PROBLEM TO WORK ON » The whole listing is to be returned exactly.

SUPPLIED INFORMATION »
PR #196, opened 2024-05-15
Return ExitError type

lpusok:
Shove the original command error in the error tree. This allows checking for the specific exit code by code like this:
```
	var exitError *exec.ExitError
	if errors.As(err, &exitError) {
```

Added command.FormattedError type to work around issue of not returning the original exec.ExitError type. The Unwrap() method returns the original error, so the above example will now work.

### DIFF
--- a/command/command.go
+++ b/command/command.go
@@ -75,6 +75,22 @@ type Command interface {
 	Wait() error
 }
 
+// CommandError ...
+type CommandError struct {
+	formattedErr       error
+	originalCommandErr error
+}
+
+// Error ...
+func (c *CommandError) Error() string {
+	return c.formattedErr.Error()
+}
+
+// Unwrap ...
+func (c *CommandError) Unwrap() []error {
+	return []error{c.originalCommandErr}
+}
+
 type command struct {
 	cmd            *exec.Cmd
 	errorCollector *errorCollector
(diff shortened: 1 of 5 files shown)


command/command.go
```diff
@@ -75,6 +75,23 @@ type Command interface {
 	Wait() error
 }
 
+// FormattedError ...
+type FormattedError struct {
```
godrei, line 79: I suggest moving the error-related code to a new file (errors.go).

godrei: Can we rename this error to `ExitError` or `ExitStatusError` or `CommandFailedError`, we only use this error type, if the command was executed successfully, but returned a non-zero exit status.

godrei: Can we create a constructor for this error type, which takes care os the actual error formatting, to separate this concept from the command execution logic a bit more:

`func NewCommandFailedError(exitStatus int, prinatbleCmd string, reason error/[]string) ...`

if the reason is empty we could add the placeholder text as a reason (`check the command's output for details`)

command/command_test.go
```diff
@@ -236,6 +259,10 @@ Error: fourth error`,
 				t.Errorf("command.Run() error = %v, wantErr %v", gotErrMsg, tt.wantErr)
 				return
 			}
+			gotFormattedMsg := errorutil.FormattedError(err)
+			if gotFormattedMsg != tt.wantErr {
```
godrei, line 263: gotFormattedMsg shouldn't be the same as gotErrMsg.

gotErrMsg should be (`<error>: <reason>`):

```
command failed with exit status 1 (bash "testdata/exit_with_message.sh"): Error: first error
Error: second error
Error: third error
Error: fourth error
```

while gotFormattedMsg should be `<error>:\n\t<reason>`: 

```
command failed with exit status 1 (bash "testdata/exit_with_message.sh"): 
  Error: first error
  Error: second error
  Error: third error
  Error: fourth error
```

command/command.go
lpusok: Ok, added errors.go.

command/command_test.go
lpusok: Added a new test (only slightly janky) in the errorutil package.

godrei (dismissed):

ofalvai (approved):

PR #197, opened 2024-05-21
Use sterr from exitError in error message as a fallback

lpusok:
Use the [stderr](https://pkg.go.dev/os/exec#ExitError.Stderr) included in exit.ExitError in command error messages as a fallback, if available. This works even we do not provided a command specific error finder (for example tar command).

Example:
```
command failed with exit status 1 (tar "-tf" "/var/folders/r5/gkvczn3j2tb0m79nwby9fjv80000gq/T/Test_compression1308626968/001/compression_test.tzst"): tar: Error opening archive: Child process exited with status 1
```


tothszabi (approved):

ofalvai (approved):
Great idea, thank you!

PR #50, opened 2021-12-06
PYI-419: Create credential-issuers param

Wynndow:
**To be merged with https://github.com/alphagov/di-ipv-config/pull/55**

### What changed

Adds an SSM parameter that contains the base64 encoded credential
issuers config yaml files from the di-ipv-config repo.

Also handles providing the name of that parameter to the
credential-issuer lambda as an env variable.

### Issue tracking

- [PYI-419](https://govukverify.atlassian.net/browse/PYI-419)

### DIFF
--- a/terraform/lambda/parameter-store.tf
+++ b/terraform/lambda/parameter-store.tf
@@ -1,0 +1,5 @@
+resource "aws_ssm_parameter" "credential-issuers-config" {
+  name  = "/${var.environment}/credential-issuers-config"
+  type  = "String"
+  value = var.credential_issuers_config
+}
--- a/terraform/lambda/credential-issuer.tf
+++ b/terraform/lambda/credential-issuer.tf
@@ -14,4 +14,7 @@ module "credential-issuer" {
   allow_access_to_user_issued_credentials_table = true
   user_issued_credentials_table_policy_arn      = aws_iam_policy.policy-user-issued-credentials-table.arn
   user_issued_credentials_table_name            = aws_dynamodb_table.user-issued-credentials.name
+
+  credential_issuer_config_parameter_store_key = aws_ssm_parameter.credential-issuers-config.name
 }
+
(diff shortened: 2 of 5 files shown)


terraform/lambda/parameter-store.tf
```diff
@@ -0,0 +1,5 @@
+resource "aws_ssm_parameter" "credential-issuers-config" {
+  name  = "/${var.environment}/credential-issuers-config"
```
dannyhayes-gds, line 2: Do we need the / characters here? Should the name of this be something like ${var.environment}-credential-issuers-config

dannyhayes-gds:
Do we need to create a dev.yml file here that will be used by concourse? Or maybe I'm misunderstanding or that will be a different PR?

terraform/lambda/parameter-store.tf
Wynndow: The param store has an idea of using paths to namespace stuff, so you could pull all params under `/dev/` for example. We've said in the ADR that we want to namespace params in case we want to deploy multiple envs to the same account. I figured using the paths syntax will give us that as well as being able to use the hierarchy if needed.

Wynndow:
> Do we need to create a dev.yml file here that will be used by concourse? Or maybe I'm misunderstanding or that will be a different PR?

This is over in the [di-ipv-config](https://github.com/alphagov/di-ipv-config/blob/main/credential-issuers/dev.yaml) repo. I'd managed to delete it by accident in my PR on that repo which is confusing, but I've resolved it now.

terraform/lambda/parameter-store.tf
Wynndow: https://docs.aws.amazon.com/systems-manager/latest/userguide/sysman-paramstore-hierarchies.html

kerrr (approved):

idrop (approved):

SOLVED EXERCISE »
PR #196, opened 2024-05-15
Return ExitError type

lpusok:
Shove the original command error in the error tree. This allows checking for the specific exit code by code like this:
```
	var exitError *exec.ExitError
	if errors.As(err, &exitError) {
```

Added command.FormattedError type to work around issue of not returning the original exec.ExitError type. The Unwrap() method returns the original error, so the above example will now work.

### DIFF
--- a/command/command.go
+++ b/command/command.go
@@ -75,6 +75,22 @@ type Command interface {
 	Wait() error
 }
 
+// CommandError ...
+type CommandError struct {
+	formattedErr       error
+	originalCommandErr error
+}
+
+// Error ...
+func (c *CommandError) Error() string {
+	return c.formattedErr.Error()
+}
+
+// Unwrap ...
+func (c *CommandError) Unwrap() []error {
+	return []error{c.originalCommandErr}
+}
+
 type command struct {
 	cmd            *exec.Cmd
 	errorCollector *errorCollector
(diff shortened: 1 of 5 files shown)


command/command.go
```diff
@@ -75,6 +75,23 @@ type Command interface {
 	Wait() error
 }
 
+// FormattedError ...
+type FormattedError struct {
```
godrei, line 79: I suggest moving the error-related code to a new file (errors.go).

godrei: Can we rename this error to `ExitError` or `ExitStatusError` or `CommandFailedError`, we only use this error type, if the command was executed successfully, but returned a non-zero exit status.

godrei: Can we create a constructor for this error type, which takes care os the actual error formatting, to separate this concept from the command execution logic a bit more:

`func NewCommandFailedError(exitStatus int, prinatbleCmd string, reason error/[]string) ...`

if the reason is empty we could add the placeholder text as a reason (`check the command's output for details`)

command/command_test.go
```diff
@@ -236,6 +259,10 @@ Error: fourth error`,
 				t.Errorf("command.Run() error = %v, wantErr %v", gotErrMsg, tt.wantErr)
 				return
 			}
+			gotFormattedMsg := errorutil.FormattedError(err)
+			if gotFormattedMsg != tt.wantErr {
```
godrei, line 263: gotFormattedMsg shouldn't be the same as gotErrMsg.

gotErrMsg should be (`<error>: <reason>`):

```
command failed with exit status 1 (bash "testdata/exit_with_message.sh"): Error: first error
Error: second error
Error: third error
Error: fourth error
```

while gotFormattedMsg should be `<error>:\n\t<reason>`: 

```
command failed with exit status 1 (bash "testdata/exit_with_message.sh"): 
  Error: first error
  Error: second error
  Error: third error
  Error: fourth error
```

command/command.go
lpusok: Ok, added errors.go.

command/command_test.go
lpusok: Added a new test (only slightly janky) in the errorutil package.

godrei (dismissed):

ofalvai (approved):

PR #197, opened 2024-05-21
Use sterr from exitError in error message as a fallback

lpusok:
Use the [stderr](https://pkg.go.dev/os/exec#ExitError.Stderr) included in exit.ExitError in command error messages as a fallback, if available. This works even we do not provided a command specific error finder (for example tar command).

Example:
```
command failed with exit status 1 (tar "-tf" "/var/folders/r5/gkvczn3j2tb0m79nwby9fjv80000gq/T/Test_compression1308626968/001/compression_test.tzst"): tar: Error opening archive: Child process exited with status 1
```


tothszabi (approved):

ofalvai (approved):
Great idea, thank you!

PR #50, opened 2021-12-06
PYI-419: Create credential-issuers param

Wynndow:
**To be merged with https://github.com/alphagov/di-ipv-config/pull/55**

### What changed

Adds an SSM parameter that contains the base64 encoded credential
issuers config yaml files from the di-ipv-config repo.

Also handles providing the name of that parameter to the
credential-issuer lambda as an env variable.

### Issue tracking

- [PYI-419](https://govukverify.atlassian.net/browse/PYI-419)

### DIFF
--- a/terraform/lambda/parameter-store.tf
+++ b/terraform/lambda/parameter-store.tf
@@ -1,0 +1,5 @@
+resource "aws_ssm_parameter" "credential-issuers-config" {
+  name  = "/${var.environment}/credential-issuers-config"
+  type  = "String"
+  value = var.credential_issuers_config
+}
--- a/terraform/lambda/credential-issuer.tf
+++ b/terraform/lambda/credential-issuer.tf
@@ -14,4 +14,7 @@ module "credential-issuer" {
   allow_access_to_user_issued_credentials_table = true
   user_issued_credentials_table_policy_arn      = aws_iam_policy.policy-user-issued-credentials-table.arn
   user_issued_credentials_table_name            = aws_dynamodb_table.user-issued-credentials.name
+
+  credential_issuer_config_parameter_store_key = aws_ssm_parameter.credential-issuers-config.name
 }
+
(diff shortened: 2 of 5 files shown)


terraform/lambda/parameter-store.tf
```diff
@@ -0,0 +1,5 @@
+resource "aws_ssm_parameter" "credential-issuers-config" {
+  name  = "/${var.environment}/credential-issuers-config"
```
dannyhayes-gds, line 2: Do we need the / characters here? Should the name of this be something like ${var.environment}-credential-issuers-config

dannyhayes-gds:
Do we need to create a dev.yml file here that will be used by concourse? Or maybe I'm misunderstanding or that will be a different PR?

terraform/lambda/parameter-store.tf
Wynndow: The param store has an idea of using paths to namespace stuff, so you could pull all params under `/dev/` for example. We've said in the ADR that we want to namespace params in case we want to deploy multiple envs to the same account. I figured using the paths syntax will give us that as well as being able to use the hierarchy if needed.

Wynndow:
> Do we need to create a dev.yml file here that will be used by concourse? Or maybe I'm misunderstanding or that will be a different PR?

This is over in the [di-ipv-config](https://github.com/alphagov/di-ipv-config/blob/main/credential-issuers/dev.yaml) repo. I'd managed to delete it by accident in my PR on that repo which is confusing, but I've resolved it now.

terraform/lambda/parameter-store.tf
Wynndow: https://docs.aws.amazon.com/systems-manager/latest/userguide/sysman-paramstore-hierarchies.html

kerrr (approved):

idrop (approved):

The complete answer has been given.